When tax season is over, from spring right into fall, you can find Julie volunteering and leading workshops at Teatown Lake Reservation. She has an expertise in wildflowers and a keen interest in Wildflower Island, a two-acre refuge on the grounds of the Teatown preserve that is home to around 280 species of wildflowers, trees, shrubs, grasses, and ferns.
As a Wildflower Island guide and “woodlands adventurer,” according to a Teatown news release, Julie leads colorful explorations of Teatown’s wildflowers. She also writes a blog called Ever Think Green which is temporarily on hiatus.
Julie was born in New York City but moved to Westchester at the age of seven, and attended public school in Croton. After earning a master’s degree, she traveled to Europe to work on her PhD and lived in Italy for a year to do research.
While in Europe, she worked as a senior staff editor at The New Grove Dictionary of Music and Musicians. She took up residence in London for seven years and then in Holland for two years, before moving back here. By then, she had two children, both born in the U.K.
While living abroad, Julie had the unique experience of working on the production of a one-act opera that had been written in a concentration camp by Viktor Ullman, a composer who was subsequently killed by the Nazis.
Amazingly, his manuscript survived the camps, and had been passed on to a Dr. H.G. Adler, who’d been a friend of Ullman. “I was working in a British museum in London in 1973 and a friend of mine, another PhD student who happened to be the son of Dr. Adler, contacted me,” Julie recalls. “He told me that his father had this opera and they wanted my help to make a performing edition.
I was married at the time and my husband, Kerry Woodward, was struggling to be a conductor back then and he became involved and we worked on it for two years.

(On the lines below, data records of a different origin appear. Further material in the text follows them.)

PR #3690, opened 2023-01-04
Disallow repeated symbols where applicable

### LINKED ISSUE #3306: Defining constants multiple times should be a compile error

mohammadfawaz:
Closes #3306 

This PRs disallows shadowed symbols where applicable. Specifically, and similarly to Rust, the following rules are applied:
- types/traits/abis are not allowed to shadow other types/traits/abis with the same name
- constants are not allowed to shadow other constants with the same name
- constants are not allowed to shadow variables with the same name
- variables are not allowed to shadow constants with the same name

Enforcing shadowing rules now looks at both the local and imported items.

There are still some additional rules to take care of related to functions with the same name as other declarations (which I think are handled somewhere else right now). Also, I think shadowing between items imported from two different libraries is overly aggressive. Just starting with this PR for now and will do more clean up in the future.

I added a lot of tests to check for these rules. I also removed some obsolete tests due to my new tests. One of the tests was checking for global const shadowing (by a local const) which is technically allowed in Rust. It was allowed for us but somewhat by luck since shadowing was allowed for consts in any context. This should be addressed separately by checking that the second const is in a "sub-scope" of the first const.


sway-core/src/semantic_analysis/namespace/items.rs
```diff
@@ -101,31 +98,51 @@ impl Items {
...
+                | (
+                    StructDeclaration { .. }
+                    | EnumDeclaration { .. }
+                    | TraitDeclaration { .. }
+                    | AbiDeclaration { .. },
+                    StructDeclaration { .. }
+                    | EnumDeclaration { .. }
+                    | TraitDeclaration { .. }
+                    | AbiDeclaration { .. },
+                ) => errors.push(CompileError::NameDefinedMultipleTimes { name: name.to_string(), span: name.span() }),
```
mohammadfawaz, line 127: The formatter is not able to format this closure properly 🤷

sway-core/src/semantic_analysis/ast_node/declaration/declaration.rs
```diff
@@ -70,7 +70,12 @@ impl ty::TyDeclaration {
                         type_ascription,
                         type_ascription_span,
                     }));
-                ctx.namespace.insert_symbol(name, typed_var_decl.clone());
+                check!(
+                    ctx.namespace.insert_symbol(name, typed_var_decl.clone()),
+                    return err(warnings, errors),
+                    warnings,
+                    errors
+                );
```
mitchmindtree, line 78: Ahh I wonder how we missed these in the past :thinking: Perhaps we should decorate `CompileResult` with `#[must_use]` so that we are forced to handle results like this, or explicitly ignore them (like `std::result::Result`)? Not the responsibility of this PR of course, just a thought!

sway-core/src/semantic_analysis/namespace/items.rs
mitchmindtree: Good to know it's not just us struggling with formatter correctness :sweat_smile:

mitchmindtree: I love how the pattern matching here clearly lays out our shadowing rules btw :heart:

test/src/e2e_vm_tests/test_programs/should_fail/shadowing/shadowed_glob_imports/src/main.sw
```diff
@@ -0,0 +1,39 @@
...
+struct MyAbi14 {}
+enum MyAbi24 {}
+trait MyAbi34 {}
+abi MyAbi44 {}
+
+
+fn main() {
+    // var shadowing an imported const with glob
+    let X2 = 4;
+}
```
mitchmindtree, line 39: It looks like this example passes, but is under the `should_fail` test_programs. Should we create another `shadowing` dir under the `should_pass` directory for those expected to pass?

sway-core/src/semantic_analysis/ast_node/declaration/declaration.rs
mohammadfawaz: Hmm that's very interesting. I'll create an issue. That being said, if we end up implementing https://github.com/FuelLabs/sway/issues/2734, then we won't have that particular issue I think.

test/src/e2e_vm_tests/test_programs/should_fail/shadowing/shadowed_glob_imports/src/main.sw
mohammadfawaz: I can do that, but honestly the distinction between `should_pass` and `should_fail` is not very relevant anymore and we should just merge them. I think there's an issue tracking that.

mitchmindtree (approved):

anton-trunov (approved):

PR #3691, opened 2023-01-05
Change `expect` messages to `Result` in `forc doc`

### LINKED ISSUE #3655: Convert `expect()` messages in `forc doc` to `anyhow::Result`
import `anyhow::Result` where necessary and remove the `expect` messages in favor of `Result`

gr00vytvniks:
Work in progress, implementing `anyhow::Result` and handling `expect` & `unwrap` where necessary

Closes #3655


bingcicle (changes requested):
Thanks for the PR! :) Just a few nits

forc-plugins/forc-doc/src/descriptor.rs
```diff
@@ -81,8 +85,14 @@ impl Descriptor {
...
-                    let attrs_opt = (!enum_decl.attributes.is_empty())
-                        .then(|| attrsmap_to_html_str(enum_decl.attributes));
+                    let attrs_opt = if !enum_decl.attributes.is_empty() {
+                        match attrsmap_to_html_str(enum_decl.attributes) {
+                            Ok(s) => Some(s),
+                            Err(e) => bail!("{}", e),
+                        }
+                    } else {
+                        None
+                    };
```
kayagokalp, line 95: ^^ Ditto

forc-plugins/forc-doc/src/descriptor.rs
```diff
@@ -112,11 +122,17 @@ impl Descriptor {
...
-                    let attrs_opt = (!trait_decl.attributes.is_empty())
-                        .then(|| attrsmap_to_html_str(trait_decl.attributes));
+                    let attrs_opt = if !trait_decl.attributes.is_empty() {
+                        match attrsmap_to_html_str(trait_decl.attributes) {
+                            Ok(s) => Some(s),
+                            Err(e) => bail!("{}", e),
+                        }
+                    } else {
+                        None
+                    };
```
kayagokalp, line 132: ^^ Ditto

forc-plugins/forc-doc/src/descriptor.rs
```diff
@@ -143,11 +159,17 @@ impl Descriptor {
...
-                let attrs_opt = (!abi_decl.attributes.is_empty())
-                    .then(|| attrsmap_to_html_str(abi_decl.attributes));
+                let attrs_opt = if !abi_decl.attributes.is_empty() {
+                    match attrsmap_to_html_str(abi_decl.attributes) {
+                        Ok(s) => Some(s),
+                        Err(e) => bail!("{}", e),
+                    }
+                } else {
+                    None
+                };
```
kayagokalp, line 169: ^^ Ditto

forc-plugins/forc-doc/src/descriptor.rs
```diff
@@ -173,8 +195,14 @@ impl Descriptor {
...
-                let attrs_opt = (!storage_decl.attributes.is_empty())
-                    .then(|| attrsmap_to_html_str(storage_decl.attributes));
+                let attrs_opt = if !storage_decl.attributes.is_empty() {
+                    match attrsmap_to_html_str(storage_decl.attributes) {
+                        Ok(s) => Some(s),
+                        Err(e) => bail!("{}", e),
+                    }
+                } else {
+                    None
+                };
```
kayagokalp, line 205: ^^ Ditto

forc-plugins/forc-doc/src/descriptor.rs
```diff
@@ -229,8 +257,14 @@ impl Descriptor {
...
-                    let attrs_opt = (!fn_decl.attributes.is_empty())
-                        .then(|| attrsmap_to_html_str(fn_decl.attributes));
+                    let attrs_opt = if !fn_decl.attributes.is_empty() {
+                        match attrsmap_to_html_str(fn_decl.attributes) {
+                            Ok(s) => Some(s),
+                            Err(e) => bail!("{}", e),
+                        }
+                    } else {
+                        None
+                    };
```
kayagokalp, line 267: ^^ Ditto

kayagokalp (changes requested):
Thanks for the contribution👌, I left some comments, suggestions to clean up some of the things a little, also agree with @bingcicle's comments in the review. 

As a discussion point:

I generally tend to use `anyhow::Result` where the source of error is user related and `expect` in places where I expect something to be there and if it is not it is due to an error in the code logic. So some of the things here might be better of left as `expect` imo but I am good with it either way 👍 I am not aware if this is the idiomatic way of deciding between `expect` and `Result` more like a rule I tend to follow without being explicit about it

gr00vytvniks:
@kayagokalp @bingcicle  It doesn't look like I can request both of your reviews at the same time so i'll just tag you both here

bingcicle (changes requested):

forc-plugins/forc-doc/src/doc.rs
```diff
@@ -119,34 +120,41 @@ impl Document {
...
 #[derive(Clone)]
 pub(crate) struct ModuleInfo(pub(crate) Vec<ModulePrefix>);
 impl ModuleInfo {
     /// The current module.
-    pub(crate) fn location(&self) -> &str {
+    pub(crate) fn location(&self) -> Result<&String> {
         self.0
             .last()
-            .expect("There will always be at least the project name")
+            .ok_or_else(|| anyhow::anyhow!("Expected Some module location, found None"))
```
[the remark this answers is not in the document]
kayagokalp: Yepp, seems like I missed it sorry for this one @gr00vytvniks, let's go back to `match` and +1 on the otter comment too

eureka-cpu:
Found a bug that is unrelated to this #3923

eureka-cpu:
We should probably get this in sooner rather than later lest we want more merge conflicts. PR is up for the bug mentioned above: #3930

forc-plugins/forc-doc/src/doc.rs
```diff
@@ -160,26 +161,35 @@ impl Document {
...
 pub(crate) struct ModuleInfo(pub(crate) Vec<ModulePrefix>);
 impl ModuleInfo {
     /// The current module.
+    ///
+    /// Panics if there are no modules.
     pub(crate) fn location(&self) -> &str {
         self.0
             .last()
-            .expect("There will always be at least the project name")
+            .expect("Expected Some module location, found None")
```
bingcicle, line 184: Sorry if I wasn't clear with what I meant by "going back to our original matching", but this could be what you originally went with in your initial PR:

```rust
match self.0.last() {
  Some(location) => Ok(location),
  None => bail!("There will always be at least the module location"),
```

Note also the err message change, as pointed out [here](https://github.com/FuelLabs/sway/pull/3691#discussion_r1073313586).

forc-plugins/forc-doc/src/doc.rs
```diff
@@ -160,26 +161,35 @@ impl Document {
...
     }
     /// The name of the project.
+    ///
+    /// Panics if the project root is missing.
     pub(crate) fn project_name(&self) -> &str {
-        self.0.first().expect("Project name missing")
+        self.0
+            .first()
+            .expect("Expected root module, project root missing")
```
bingcicle, line 192: Same as above:

```suggestion
        match self.0.first() {
          Some(name) => Ok(name),
          None => bail!("Project name missing"),
        }
```

bingcicle (changes requested):
Thank you for your patience @gr00vytvniks ! Just last few things here.

forc-plugins/forc-doc/src/doc.rs
eureka-cpu: Hmm I think for now the expect message here is okay. Implementing result there means you'd have to worry about how you handle every call to location in the render macro which doesn't return a result. There's a few for loops in there where I can see it would be difficult to find a non-hacky way of resolving the results before using them in the `box_html!` macro.

bingcicle: that's reasonable!

bingcicle (dismissed):
Thank you @gr00vytvniks, great work! Giving this the :+1:

eureka-cpu (approved):
🚢

bingcicle (approved):
:shipit:

mohammadfawaz:
@kayagokalp this is waiting on a re-review from you :)

kayagokalp:
Ahh must have missed this one! thanks for pinging @mohammadfawaz 👍

kayagokalp (approved):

The American debut of the opera, The Emperor of Atlantis, was at the San Francisco Opera. It was very exciting for me to be involved in this.”
When she moved back to the United States with her children, Julie started working as a New York City school teacher. She taught for 23 years, mostly music and chorus, and retired in 2011.
Julie’s two children are now in their 40s. Her daughter, Lucy Woodward, is a singer who travels frequently for engagements. Her son, Davy, who works as a creative director in digital media, bought the property adjacent to hers in Croton so they could combine the properties.
One of her favorite freelance gigs is helping seniors choose the Medicare plan that is right for them and preparing their income tax returns. “I can help them find ways to get back money,” says Julie, with well-deserved pride. “I enjoy educating people so they know how to do taxes and be self-sufficient. I spend a lot of my energy understanding a subject in depth and then passing on that knowledge.”
Since the pandemic hit, Julie’s typically packed schedule of volunteering activities has slowed considerably. She tells us her new lifestyle has taken the form of sitting down to full-length operas, theater productions, lectures (so easy now with all the streaming on the web), and reading cover-to-cover, which has never been easy for her in the past – too many other things to do! She is staying put, as many are, to limit the chances of becoming a health burden to her family. Julie has, however, found time to turn her Demystifying Medicare workshops into an audio series that can be found on the Westchester Library System website.